Problem description – Go through the listing below and gather every line with the word "earlier".

Data shown –
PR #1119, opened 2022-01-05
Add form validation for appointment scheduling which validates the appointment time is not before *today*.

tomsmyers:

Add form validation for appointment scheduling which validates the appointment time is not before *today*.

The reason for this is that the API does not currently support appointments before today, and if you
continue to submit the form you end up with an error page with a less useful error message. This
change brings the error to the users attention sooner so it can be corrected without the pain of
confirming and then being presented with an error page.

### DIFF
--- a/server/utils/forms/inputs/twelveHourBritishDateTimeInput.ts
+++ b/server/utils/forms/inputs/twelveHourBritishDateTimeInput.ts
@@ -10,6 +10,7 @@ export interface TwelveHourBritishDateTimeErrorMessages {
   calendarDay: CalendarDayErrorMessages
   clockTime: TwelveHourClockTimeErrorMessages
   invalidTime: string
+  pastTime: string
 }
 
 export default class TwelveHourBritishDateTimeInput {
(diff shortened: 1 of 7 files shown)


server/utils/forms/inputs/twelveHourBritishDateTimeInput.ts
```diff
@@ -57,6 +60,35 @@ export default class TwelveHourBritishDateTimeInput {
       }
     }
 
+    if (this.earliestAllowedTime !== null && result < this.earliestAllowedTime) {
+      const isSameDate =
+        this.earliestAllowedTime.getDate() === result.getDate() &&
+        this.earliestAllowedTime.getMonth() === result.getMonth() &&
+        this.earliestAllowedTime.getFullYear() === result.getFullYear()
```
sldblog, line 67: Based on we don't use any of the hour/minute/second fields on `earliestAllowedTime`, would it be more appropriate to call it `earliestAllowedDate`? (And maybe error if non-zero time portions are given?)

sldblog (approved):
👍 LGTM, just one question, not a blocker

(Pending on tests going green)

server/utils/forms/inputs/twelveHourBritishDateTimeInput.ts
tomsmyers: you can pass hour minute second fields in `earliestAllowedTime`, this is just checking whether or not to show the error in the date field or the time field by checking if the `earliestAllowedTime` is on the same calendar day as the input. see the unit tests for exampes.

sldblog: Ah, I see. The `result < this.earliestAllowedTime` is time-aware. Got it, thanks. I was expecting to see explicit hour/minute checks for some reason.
--
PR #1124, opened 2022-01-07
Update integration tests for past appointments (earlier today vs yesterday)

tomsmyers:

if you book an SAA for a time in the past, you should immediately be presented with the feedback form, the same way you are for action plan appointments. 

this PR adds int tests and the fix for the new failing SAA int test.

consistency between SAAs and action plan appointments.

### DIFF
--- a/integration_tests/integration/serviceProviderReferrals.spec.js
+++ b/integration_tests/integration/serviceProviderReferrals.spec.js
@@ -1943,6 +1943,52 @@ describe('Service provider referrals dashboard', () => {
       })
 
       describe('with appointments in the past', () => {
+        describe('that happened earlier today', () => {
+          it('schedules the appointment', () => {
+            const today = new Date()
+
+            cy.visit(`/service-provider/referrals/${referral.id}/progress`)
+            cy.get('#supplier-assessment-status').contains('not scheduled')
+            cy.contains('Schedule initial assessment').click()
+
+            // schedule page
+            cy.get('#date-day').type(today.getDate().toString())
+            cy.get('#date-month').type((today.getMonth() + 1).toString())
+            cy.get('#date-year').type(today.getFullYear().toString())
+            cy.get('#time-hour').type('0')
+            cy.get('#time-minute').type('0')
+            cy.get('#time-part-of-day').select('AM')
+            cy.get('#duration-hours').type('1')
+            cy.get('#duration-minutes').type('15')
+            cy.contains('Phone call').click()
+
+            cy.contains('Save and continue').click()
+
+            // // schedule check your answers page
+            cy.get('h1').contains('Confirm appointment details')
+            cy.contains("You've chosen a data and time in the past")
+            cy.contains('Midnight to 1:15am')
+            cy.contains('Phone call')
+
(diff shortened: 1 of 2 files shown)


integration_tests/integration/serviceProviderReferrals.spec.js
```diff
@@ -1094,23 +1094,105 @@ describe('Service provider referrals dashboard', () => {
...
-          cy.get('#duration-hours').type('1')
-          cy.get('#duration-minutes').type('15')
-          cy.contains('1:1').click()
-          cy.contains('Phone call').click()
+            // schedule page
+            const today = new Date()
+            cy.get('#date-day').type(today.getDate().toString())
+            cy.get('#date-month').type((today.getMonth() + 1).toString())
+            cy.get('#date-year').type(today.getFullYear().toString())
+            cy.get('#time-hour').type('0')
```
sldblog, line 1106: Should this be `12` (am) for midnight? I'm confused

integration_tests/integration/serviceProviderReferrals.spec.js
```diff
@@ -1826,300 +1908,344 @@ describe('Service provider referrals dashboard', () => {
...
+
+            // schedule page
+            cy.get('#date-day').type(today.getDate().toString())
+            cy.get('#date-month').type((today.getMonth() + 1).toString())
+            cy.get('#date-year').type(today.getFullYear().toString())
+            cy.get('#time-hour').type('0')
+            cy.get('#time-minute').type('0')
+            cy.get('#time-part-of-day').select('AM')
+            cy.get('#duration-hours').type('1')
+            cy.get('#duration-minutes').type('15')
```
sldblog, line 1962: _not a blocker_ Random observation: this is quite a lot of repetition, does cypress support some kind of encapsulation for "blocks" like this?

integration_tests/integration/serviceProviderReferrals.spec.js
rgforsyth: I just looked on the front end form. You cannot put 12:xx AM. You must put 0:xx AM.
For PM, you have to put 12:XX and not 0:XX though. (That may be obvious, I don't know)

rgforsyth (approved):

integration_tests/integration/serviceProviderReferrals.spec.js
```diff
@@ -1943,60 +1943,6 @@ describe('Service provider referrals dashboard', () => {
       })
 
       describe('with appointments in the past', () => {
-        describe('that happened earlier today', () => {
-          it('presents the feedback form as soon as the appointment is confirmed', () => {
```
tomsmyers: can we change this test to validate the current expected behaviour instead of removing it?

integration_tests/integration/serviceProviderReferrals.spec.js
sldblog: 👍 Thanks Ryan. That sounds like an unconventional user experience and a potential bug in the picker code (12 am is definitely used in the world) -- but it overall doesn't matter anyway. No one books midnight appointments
...
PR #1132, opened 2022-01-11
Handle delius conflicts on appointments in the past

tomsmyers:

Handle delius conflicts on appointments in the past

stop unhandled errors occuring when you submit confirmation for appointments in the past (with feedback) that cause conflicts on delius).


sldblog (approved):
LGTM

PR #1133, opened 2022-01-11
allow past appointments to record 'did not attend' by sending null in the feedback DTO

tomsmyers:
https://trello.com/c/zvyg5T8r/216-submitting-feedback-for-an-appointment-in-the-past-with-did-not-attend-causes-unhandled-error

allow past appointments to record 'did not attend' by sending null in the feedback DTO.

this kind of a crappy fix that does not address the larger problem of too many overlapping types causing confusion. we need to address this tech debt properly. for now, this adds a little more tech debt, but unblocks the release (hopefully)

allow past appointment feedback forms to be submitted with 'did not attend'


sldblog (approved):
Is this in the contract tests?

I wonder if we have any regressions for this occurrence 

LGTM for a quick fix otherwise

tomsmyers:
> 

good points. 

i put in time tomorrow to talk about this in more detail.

Result below –
Update integration tests for past appointments (earlier today vs yesterday)
+        describe('that happened earlier today', () => {
-        describe('that happened earlier today', () => {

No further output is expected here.